*** Opening of INPUT DATA ***
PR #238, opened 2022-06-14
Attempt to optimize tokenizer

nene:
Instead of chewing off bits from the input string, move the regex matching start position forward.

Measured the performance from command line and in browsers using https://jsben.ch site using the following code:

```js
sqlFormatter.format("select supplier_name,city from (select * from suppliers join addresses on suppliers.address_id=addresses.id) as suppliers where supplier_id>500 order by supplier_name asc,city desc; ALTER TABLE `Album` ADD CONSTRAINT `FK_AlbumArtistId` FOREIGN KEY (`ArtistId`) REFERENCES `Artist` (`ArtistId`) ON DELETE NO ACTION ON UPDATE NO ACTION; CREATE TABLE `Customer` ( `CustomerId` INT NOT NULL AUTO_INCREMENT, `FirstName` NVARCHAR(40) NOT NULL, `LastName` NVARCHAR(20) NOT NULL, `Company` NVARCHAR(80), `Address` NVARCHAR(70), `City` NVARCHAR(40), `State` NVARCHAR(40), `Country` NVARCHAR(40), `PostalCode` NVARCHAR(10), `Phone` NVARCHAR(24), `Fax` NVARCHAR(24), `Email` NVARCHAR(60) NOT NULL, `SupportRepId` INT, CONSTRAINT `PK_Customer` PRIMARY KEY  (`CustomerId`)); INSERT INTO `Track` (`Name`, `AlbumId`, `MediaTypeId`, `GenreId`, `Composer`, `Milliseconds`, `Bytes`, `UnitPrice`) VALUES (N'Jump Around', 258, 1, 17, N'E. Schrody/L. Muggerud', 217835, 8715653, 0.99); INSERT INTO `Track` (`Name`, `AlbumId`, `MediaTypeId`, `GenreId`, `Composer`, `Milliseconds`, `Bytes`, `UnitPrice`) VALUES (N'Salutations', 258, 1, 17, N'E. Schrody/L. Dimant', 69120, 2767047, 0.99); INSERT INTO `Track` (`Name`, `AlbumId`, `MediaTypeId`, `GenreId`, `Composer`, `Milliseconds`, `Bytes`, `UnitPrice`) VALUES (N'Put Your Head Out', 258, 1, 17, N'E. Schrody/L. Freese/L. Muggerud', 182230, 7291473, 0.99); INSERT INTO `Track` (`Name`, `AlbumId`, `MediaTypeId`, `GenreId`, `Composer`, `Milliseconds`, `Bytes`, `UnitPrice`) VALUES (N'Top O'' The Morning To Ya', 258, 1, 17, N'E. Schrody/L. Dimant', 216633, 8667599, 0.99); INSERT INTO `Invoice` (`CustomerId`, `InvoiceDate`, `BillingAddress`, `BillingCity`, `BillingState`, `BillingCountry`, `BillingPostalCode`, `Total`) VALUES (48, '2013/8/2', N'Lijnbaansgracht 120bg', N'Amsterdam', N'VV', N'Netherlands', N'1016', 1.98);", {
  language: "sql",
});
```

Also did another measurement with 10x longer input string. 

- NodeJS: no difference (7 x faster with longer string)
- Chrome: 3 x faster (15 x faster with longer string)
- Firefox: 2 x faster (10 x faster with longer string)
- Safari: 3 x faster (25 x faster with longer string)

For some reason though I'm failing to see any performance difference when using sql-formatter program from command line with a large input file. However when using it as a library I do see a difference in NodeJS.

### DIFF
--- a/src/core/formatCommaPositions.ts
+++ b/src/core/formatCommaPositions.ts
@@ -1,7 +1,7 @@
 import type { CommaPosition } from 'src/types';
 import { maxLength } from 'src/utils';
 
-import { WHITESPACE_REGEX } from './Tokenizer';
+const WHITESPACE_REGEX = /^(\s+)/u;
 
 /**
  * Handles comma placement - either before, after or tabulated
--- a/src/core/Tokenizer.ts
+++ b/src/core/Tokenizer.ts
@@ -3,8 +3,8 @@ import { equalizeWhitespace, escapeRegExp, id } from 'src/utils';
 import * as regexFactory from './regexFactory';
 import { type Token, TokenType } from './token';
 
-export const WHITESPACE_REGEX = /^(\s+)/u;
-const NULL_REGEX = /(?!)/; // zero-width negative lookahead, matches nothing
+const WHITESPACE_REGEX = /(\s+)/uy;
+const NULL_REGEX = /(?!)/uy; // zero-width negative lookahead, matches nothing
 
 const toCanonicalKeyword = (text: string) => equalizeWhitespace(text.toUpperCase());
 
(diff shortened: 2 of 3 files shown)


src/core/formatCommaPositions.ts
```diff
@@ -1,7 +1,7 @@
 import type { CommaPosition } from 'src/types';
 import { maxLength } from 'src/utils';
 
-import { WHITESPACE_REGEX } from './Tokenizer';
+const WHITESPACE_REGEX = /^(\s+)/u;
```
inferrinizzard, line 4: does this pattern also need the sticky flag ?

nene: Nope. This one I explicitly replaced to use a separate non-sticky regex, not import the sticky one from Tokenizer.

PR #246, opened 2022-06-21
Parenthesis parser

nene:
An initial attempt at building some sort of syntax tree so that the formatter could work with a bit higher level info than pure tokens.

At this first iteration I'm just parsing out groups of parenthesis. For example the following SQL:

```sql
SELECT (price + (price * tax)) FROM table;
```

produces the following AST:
*** Close of INPUT DATA ***
*** Opening of INPUT DATA ***
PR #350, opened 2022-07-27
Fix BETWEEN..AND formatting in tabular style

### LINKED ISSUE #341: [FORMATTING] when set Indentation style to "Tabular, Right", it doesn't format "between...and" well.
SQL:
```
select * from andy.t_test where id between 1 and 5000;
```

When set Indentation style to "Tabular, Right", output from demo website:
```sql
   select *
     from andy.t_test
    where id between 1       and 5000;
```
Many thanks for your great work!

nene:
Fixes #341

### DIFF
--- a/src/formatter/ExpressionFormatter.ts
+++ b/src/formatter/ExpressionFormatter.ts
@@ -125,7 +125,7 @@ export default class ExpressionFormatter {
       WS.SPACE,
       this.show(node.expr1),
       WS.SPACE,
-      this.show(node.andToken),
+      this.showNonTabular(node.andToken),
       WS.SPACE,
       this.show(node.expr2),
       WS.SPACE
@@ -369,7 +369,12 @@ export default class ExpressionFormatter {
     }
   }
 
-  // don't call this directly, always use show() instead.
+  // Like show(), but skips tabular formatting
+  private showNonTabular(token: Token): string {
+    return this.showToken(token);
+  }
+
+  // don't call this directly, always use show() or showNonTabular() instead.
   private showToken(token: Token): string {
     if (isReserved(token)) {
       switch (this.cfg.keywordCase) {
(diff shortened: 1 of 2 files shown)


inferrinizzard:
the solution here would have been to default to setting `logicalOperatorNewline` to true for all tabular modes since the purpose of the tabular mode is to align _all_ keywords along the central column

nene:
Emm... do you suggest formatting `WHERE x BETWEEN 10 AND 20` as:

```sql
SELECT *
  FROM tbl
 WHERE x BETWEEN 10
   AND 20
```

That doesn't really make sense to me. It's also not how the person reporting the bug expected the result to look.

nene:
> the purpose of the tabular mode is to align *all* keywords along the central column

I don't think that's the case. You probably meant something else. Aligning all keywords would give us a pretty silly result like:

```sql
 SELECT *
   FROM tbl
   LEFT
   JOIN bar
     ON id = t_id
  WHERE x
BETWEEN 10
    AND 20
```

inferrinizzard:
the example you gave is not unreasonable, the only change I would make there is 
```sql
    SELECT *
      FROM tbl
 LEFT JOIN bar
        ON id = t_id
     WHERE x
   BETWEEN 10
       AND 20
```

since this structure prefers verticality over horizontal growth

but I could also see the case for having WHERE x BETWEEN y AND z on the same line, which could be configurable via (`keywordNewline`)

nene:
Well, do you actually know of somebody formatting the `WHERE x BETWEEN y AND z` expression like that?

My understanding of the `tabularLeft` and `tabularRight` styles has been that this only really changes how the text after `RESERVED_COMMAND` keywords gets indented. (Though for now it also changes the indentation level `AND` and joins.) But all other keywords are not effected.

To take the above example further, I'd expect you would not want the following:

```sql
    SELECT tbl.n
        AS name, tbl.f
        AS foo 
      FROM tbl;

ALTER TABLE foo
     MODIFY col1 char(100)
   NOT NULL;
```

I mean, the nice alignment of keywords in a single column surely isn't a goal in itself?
*** Close of INPUT DATA ***
*** Opening of INPUT DATA ***
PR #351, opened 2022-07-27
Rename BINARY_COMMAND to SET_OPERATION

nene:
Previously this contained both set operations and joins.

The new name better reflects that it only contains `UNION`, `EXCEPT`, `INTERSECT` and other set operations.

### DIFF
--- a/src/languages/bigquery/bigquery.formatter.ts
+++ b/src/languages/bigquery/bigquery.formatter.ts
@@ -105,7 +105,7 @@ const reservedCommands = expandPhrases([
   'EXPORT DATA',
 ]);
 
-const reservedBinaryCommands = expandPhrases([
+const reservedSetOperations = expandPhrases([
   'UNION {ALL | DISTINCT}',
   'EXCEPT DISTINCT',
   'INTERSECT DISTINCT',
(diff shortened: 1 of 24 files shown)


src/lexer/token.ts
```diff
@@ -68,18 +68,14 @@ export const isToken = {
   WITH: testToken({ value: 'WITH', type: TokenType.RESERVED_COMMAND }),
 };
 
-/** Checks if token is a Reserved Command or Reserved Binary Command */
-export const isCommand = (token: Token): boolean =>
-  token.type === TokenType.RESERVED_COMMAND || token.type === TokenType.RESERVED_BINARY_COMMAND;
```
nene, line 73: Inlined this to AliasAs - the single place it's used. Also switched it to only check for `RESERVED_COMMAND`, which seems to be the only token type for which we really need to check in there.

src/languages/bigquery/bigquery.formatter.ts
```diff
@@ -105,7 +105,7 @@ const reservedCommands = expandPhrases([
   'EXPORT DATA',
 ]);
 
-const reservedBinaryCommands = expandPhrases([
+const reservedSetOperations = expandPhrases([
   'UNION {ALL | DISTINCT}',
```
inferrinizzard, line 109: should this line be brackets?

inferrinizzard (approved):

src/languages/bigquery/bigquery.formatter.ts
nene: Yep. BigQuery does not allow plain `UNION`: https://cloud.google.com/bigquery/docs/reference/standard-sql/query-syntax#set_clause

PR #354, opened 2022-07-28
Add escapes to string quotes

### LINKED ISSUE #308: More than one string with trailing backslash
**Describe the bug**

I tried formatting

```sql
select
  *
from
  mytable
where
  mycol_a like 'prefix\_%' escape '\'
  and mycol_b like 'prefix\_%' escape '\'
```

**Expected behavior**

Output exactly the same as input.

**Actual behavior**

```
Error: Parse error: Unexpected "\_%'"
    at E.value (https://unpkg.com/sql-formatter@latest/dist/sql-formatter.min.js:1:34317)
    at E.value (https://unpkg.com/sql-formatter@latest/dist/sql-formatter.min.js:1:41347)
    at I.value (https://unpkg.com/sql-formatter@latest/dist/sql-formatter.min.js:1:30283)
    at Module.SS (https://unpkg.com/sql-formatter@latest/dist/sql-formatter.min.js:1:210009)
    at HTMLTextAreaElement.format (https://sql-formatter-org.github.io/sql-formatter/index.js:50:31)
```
*** Close of INPUT DATA ***
» WORK INSTRUCTION
Go through the records above and, whenever a line includes the word "using", copy it.

» RESPONSE FOR THIS EXERCISE
Measured the performance from command line and in browsers using https://jsben.ch site using the following code:
For some reason though I'm failing to see any performance difference when using sql-formatter program from command line with a large input file. However when using it as a library I do see a difference in NodeJS.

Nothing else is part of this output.